Work instruction:
Quote exactly, and only, the lines of the material below from the line with "btw: I don't" through the line with "The user may".

Data extract:
PR #3653, opened 2017-11-02
Fix chmods to fail silently if the directories are missing

tiggi:
Small fix to make the .deb packages install properly.
The /var/lib/dcache/cell-info directory isn't created when the package is installed, so the postinst-script will fail.

Untested releases are fun!

### DIFF
--- a/packages/fhs/src/main/deb/postinst
+++ b/packages/fhs/src/main/deb/postinst
@@ -34,18 +34,18 @@ Please fix this and reinstall this package." >&2
     chown dcache:dcache /var/spool/dcache/star
 
     # protect directories that only dCache should access
-    chmod 700 /var/lib/dcache/alarms
-    chmod 700 /var/lib/dcache/cell-info
-    chmod 700 /var/lib/dcache/credentials
-    chmod 700 /var/lib/dcache/httpd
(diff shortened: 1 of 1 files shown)


paulmillar:
We certainly test dCache quite thoroughly (after each commit, even), but sadly only on CentOS machines, so this problem fell through the gap.  We'll add a Debian machine into the mix to try to catch these problems earlier.

With the patch, an alternative approach is to include the empty directory in the package.  I've created a patch to do this.

tiggi:
ok.

Please add a systemd startup script too. Having to manually start dcache when you restart the computer gets tedious..

paulmillar:
OK, will do -- hopefully for next week's release cycle (Tuesday), but if not, then certainly for the next one.

calestyo:
btw: I don't think that the approach of this PR is the right one.

If we don't fail when the dirs are missing, that means that they won't get the proper permissions.
The user may later create them manually, though...

IMO, the proper solution is simply to create all dirs as required.

jstarek:
Since we have had another pull request that adresses the issue in a more robust manner, I'll close this one. Thanks a lot for the submission, though!

PR #3656, opened 2017-11-08
systemd: adding a global dcache.service which pulls in dcache@*.service

calestyo:
Motivation:
It would be nice to have a “global” dcache.service, which can be used tostart/
stop/reaload/restart all the dcache@*.services (i.e. the single domains).

Also, it would be much better not to have to enable each dcache@*.service (which
all have different names) all the nodes of the cluster, just to get everything
started.
Enabling dcache.service can be used to have all dCache domains started, while
one can still fall back to only enable single dcache@*.service (and leave
dcache.service on a node).

Modification:
Introduce such a dcache.service unit, and modify the generated units, so that
they're “pulled in”.

Target: master
Require-notes: yes
Require-book: yes
Request: 3.2

### DIFF
--- a/skel/lib/systemd/system-generators/dcache-generator
+++ b/skel/lib/systemd/system-generators/dcache-generator
@@ -4,6 +4,10 @@ set -e
 
 @DCACHE_LOAD_CONFIG@
 
+
+wantdir="$1/dcache.service.wants"
+mkdir "$wantdir"
+
 for domain in $(getProperty dcache.domains); do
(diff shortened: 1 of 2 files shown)


jstarek:
Thanks!

calestyo:
could you please also have a look that the two commits from #3636 make it into the next 3.2 patch release?

jstarek:
@calestyo I can create the PR myself, but I'd actually prefer if you posted a PR against 3.2 since that would be a better fit for our normal review workflow.

calestyo:
see #3657

PR #3668, opened 2017-11-12
maven: include dcache.service in Debian packages

calestyo:
Apparently the build system doesn't just pick up the skeleton directories and
include them in the packages (not sure why, cause this is what it should
probably just do).
This causes the new global dcache.service from commit
3bc9c497f194cfdcdf0515775d538ec53967685e to be missing from the built packages.

This commit tells it to at least pick up the whole “skel/lib/systemd/” instead
of just “skel/lib/systemd/system-generators/”.

Target: master
Require-notes: yes
Require-book: no
Request: 3.2

### DIFF
--- a/packages/fhs/src/main/assembly/deb.xml
+++ b/packages/fhs/src/main/assembly/deb.xml
@@ -8,8 +8,8 @@
             <filtered>true</filtered>
         </fileSet>
         <fileSet>
-            <directory>${filtered-skel}/lib/systemd/system-generators</directory>
-            <outputDirectory>lib/systemd/system-generators</outputDirectory>
+            <directory>${filtered-skel}/lib/systemd</directory>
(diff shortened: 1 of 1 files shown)


vingar:
my packaging tests on debian confirmed that it works. the dcache service is not enabled by default after the deb installation but it' fine.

Exercise answer:
btw: I don't think that the approach of this PR is the right one.

If we don't fail when the dirs are missing, that means that they won't get the proper permissions.
The user may later create them manually, though...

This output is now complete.